> [What you will do] Go through the listing below and work out how many lines hold "validator"; reply with the figure alone.

> [Provided data]

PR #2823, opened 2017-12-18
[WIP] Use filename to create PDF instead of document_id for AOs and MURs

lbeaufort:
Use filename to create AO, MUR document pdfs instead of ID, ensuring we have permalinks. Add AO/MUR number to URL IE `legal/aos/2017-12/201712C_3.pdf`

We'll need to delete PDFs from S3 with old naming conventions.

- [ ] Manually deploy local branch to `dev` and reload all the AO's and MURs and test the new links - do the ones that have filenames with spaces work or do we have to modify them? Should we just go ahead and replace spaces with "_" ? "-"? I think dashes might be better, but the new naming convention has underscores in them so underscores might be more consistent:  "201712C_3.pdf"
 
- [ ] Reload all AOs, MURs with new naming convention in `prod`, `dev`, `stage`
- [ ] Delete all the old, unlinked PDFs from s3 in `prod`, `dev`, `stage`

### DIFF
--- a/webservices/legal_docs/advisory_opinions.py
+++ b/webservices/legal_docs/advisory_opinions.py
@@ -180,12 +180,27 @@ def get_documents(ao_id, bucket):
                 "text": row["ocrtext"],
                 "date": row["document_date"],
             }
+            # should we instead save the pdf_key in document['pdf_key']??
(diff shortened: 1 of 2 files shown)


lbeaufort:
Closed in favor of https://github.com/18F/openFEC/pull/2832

* * *

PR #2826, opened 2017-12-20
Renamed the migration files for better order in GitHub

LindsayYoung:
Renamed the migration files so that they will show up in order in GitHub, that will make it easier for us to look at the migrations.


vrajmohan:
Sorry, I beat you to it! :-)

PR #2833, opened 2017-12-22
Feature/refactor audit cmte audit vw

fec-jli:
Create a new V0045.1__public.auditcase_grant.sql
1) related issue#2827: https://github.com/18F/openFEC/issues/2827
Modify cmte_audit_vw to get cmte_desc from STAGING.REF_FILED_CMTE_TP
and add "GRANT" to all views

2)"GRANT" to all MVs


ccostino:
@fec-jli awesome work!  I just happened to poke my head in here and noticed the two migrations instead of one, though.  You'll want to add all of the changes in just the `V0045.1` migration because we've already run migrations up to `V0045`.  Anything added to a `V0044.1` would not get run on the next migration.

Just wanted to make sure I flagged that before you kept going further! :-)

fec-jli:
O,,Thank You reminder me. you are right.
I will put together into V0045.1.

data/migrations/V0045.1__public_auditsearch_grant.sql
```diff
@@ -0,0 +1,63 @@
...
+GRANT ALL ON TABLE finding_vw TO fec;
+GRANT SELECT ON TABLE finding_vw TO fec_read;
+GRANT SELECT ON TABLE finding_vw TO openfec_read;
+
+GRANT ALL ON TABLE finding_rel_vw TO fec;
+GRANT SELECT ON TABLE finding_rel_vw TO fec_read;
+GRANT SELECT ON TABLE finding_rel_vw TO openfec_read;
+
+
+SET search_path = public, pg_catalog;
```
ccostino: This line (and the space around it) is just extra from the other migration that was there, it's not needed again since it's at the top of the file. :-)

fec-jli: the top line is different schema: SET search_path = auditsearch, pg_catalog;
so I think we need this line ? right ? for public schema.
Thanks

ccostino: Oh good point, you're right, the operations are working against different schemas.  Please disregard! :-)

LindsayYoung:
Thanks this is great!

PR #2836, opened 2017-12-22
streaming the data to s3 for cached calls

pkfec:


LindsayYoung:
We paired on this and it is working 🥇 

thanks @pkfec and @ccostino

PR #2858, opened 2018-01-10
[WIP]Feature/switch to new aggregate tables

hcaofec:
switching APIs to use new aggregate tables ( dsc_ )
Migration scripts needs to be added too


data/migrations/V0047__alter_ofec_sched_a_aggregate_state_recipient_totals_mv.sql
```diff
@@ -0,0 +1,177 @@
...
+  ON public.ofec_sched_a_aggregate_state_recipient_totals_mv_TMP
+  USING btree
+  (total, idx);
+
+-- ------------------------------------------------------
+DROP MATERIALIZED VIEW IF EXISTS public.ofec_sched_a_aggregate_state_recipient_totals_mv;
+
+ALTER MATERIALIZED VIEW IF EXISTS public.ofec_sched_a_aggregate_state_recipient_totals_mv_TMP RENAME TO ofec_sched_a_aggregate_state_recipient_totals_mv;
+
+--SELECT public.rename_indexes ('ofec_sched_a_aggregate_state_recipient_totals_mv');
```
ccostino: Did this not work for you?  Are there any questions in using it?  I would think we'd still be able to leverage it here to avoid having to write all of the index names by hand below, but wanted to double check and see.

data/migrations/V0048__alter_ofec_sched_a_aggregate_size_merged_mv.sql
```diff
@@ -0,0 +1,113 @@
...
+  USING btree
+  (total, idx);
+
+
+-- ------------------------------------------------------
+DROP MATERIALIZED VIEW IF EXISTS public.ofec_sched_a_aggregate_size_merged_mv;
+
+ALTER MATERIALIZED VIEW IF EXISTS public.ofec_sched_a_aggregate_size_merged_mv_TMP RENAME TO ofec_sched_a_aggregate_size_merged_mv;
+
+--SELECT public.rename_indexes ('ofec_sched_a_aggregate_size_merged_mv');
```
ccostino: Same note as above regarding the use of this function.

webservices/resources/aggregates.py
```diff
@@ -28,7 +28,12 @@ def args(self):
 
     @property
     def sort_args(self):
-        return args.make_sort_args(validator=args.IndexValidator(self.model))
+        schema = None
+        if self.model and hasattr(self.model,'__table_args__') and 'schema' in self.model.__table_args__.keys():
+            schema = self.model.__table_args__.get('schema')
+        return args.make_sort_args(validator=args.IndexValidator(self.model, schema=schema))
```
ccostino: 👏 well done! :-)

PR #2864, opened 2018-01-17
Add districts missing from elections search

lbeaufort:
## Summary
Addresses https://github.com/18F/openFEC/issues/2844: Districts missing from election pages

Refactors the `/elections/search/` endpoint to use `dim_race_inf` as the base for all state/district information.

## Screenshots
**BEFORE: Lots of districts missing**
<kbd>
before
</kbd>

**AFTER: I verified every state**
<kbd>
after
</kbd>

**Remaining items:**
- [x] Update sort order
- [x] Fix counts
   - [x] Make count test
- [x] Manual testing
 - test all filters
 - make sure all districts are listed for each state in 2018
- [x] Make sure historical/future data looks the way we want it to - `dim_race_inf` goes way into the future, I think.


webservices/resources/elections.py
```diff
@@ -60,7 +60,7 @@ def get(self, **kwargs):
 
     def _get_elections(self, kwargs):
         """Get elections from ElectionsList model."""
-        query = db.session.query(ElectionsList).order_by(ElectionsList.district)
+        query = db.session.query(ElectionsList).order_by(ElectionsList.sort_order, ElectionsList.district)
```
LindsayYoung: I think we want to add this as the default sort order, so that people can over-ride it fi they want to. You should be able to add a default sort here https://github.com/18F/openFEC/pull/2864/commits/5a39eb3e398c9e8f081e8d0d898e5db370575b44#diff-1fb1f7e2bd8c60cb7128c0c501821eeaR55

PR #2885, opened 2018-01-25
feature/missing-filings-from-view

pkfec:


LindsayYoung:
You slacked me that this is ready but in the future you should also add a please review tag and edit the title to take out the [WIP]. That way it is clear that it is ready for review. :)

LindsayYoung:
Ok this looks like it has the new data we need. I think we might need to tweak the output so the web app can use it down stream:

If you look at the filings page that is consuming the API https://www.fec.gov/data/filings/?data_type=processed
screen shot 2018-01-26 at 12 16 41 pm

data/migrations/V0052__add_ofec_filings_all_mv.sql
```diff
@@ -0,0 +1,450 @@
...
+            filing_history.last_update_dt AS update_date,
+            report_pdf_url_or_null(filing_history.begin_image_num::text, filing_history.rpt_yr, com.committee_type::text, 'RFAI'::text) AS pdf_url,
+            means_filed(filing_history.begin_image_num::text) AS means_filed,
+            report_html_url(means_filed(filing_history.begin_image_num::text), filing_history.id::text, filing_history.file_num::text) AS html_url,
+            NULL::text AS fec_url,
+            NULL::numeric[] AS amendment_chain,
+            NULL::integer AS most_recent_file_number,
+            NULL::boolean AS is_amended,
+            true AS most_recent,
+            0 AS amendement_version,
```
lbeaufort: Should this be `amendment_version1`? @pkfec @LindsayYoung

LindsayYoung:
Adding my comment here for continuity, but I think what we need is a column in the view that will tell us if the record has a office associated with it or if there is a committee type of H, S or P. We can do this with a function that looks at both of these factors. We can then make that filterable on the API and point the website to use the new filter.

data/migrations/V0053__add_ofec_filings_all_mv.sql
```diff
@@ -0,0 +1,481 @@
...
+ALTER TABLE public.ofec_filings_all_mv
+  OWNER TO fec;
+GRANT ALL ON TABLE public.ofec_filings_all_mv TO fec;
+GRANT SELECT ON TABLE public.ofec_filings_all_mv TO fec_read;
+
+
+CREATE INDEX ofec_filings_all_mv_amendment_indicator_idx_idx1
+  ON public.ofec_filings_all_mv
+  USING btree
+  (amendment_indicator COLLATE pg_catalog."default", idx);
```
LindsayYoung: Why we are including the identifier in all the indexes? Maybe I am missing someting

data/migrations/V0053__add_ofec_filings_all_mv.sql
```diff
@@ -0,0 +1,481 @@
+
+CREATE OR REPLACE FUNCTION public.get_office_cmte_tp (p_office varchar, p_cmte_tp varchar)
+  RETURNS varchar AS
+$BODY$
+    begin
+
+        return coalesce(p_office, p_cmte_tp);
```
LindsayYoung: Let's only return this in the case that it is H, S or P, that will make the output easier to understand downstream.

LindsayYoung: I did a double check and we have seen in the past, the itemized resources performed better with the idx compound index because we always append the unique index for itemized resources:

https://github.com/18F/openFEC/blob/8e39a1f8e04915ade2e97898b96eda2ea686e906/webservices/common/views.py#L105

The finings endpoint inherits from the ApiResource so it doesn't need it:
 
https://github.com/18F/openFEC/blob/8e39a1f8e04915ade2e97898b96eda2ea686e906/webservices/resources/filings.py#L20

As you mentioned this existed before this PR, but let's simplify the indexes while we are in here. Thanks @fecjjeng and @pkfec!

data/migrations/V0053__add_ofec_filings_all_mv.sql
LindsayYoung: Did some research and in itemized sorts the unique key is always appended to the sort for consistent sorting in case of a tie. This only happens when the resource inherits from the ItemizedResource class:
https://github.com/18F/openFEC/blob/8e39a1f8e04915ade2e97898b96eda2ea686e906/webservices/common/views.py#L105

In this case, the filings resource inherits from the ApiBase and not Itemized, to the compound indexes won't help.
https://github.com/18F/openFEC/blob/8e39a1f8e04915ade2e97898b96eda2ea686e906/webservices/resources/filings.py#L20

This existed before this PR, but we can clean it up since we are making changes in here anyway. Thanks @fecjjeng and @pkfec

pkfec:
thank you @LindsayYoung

---

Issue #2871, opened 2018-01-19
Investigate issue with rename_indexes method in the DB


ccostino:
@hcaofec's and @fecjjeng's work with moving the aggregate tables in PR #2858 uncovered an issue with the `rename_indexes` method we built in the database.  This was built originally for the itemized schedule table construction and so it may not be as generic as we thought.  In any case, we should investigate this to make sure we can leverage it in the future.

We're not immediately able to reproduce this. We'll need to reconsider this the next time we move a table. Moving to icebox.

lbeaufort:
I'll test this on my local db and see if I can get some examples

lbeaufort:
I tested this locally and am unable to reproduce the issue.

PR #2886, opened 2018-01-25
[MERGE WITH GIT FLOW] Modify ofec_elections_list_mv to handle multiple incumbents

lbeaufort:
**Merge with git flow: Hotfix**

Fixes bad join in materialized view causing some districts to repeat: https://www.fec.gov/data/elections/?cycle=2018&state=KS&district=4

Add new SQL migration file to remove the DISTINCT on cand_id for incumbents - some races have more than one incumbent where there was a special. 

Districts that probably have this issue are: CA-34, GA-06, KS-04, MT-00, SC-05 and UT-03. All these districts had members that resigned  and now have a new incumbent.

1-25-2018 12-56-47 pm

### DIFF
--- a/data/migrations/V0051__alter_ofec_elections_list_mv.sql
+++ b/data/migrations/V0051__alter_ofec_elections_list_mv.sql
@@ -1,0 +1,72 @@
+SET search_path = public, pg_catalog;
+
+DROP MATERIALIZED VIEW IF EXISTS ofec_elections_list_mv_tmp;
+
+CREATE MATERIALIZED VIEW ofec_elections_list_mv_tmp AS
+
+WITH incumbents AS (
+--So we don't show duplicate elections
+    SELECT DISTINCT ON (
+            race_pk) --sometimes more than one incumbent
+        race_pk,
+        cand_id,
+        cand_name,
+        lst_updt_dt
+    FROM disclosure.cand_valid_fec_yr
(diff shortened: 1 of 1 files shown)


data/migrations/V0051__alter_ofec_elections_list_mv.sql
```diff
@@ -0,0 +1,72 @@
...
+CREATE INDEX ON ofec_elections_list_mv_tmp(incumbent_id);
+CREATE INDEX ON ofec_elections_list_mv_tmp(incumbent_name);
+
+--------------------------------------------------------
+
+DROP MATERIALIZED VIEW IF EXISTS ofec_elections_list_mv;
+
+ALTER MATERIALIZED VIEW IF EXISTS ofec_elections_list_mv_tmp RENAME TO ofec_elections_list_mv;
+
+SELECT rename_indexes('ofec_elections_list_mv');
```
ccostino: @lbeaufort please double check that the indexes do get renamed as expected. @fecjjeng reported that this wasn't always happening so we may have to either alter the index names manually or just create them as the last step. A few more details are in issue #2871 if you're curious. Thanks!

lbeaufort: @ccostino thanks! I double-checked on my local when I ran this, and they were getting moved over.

> [Written response] 2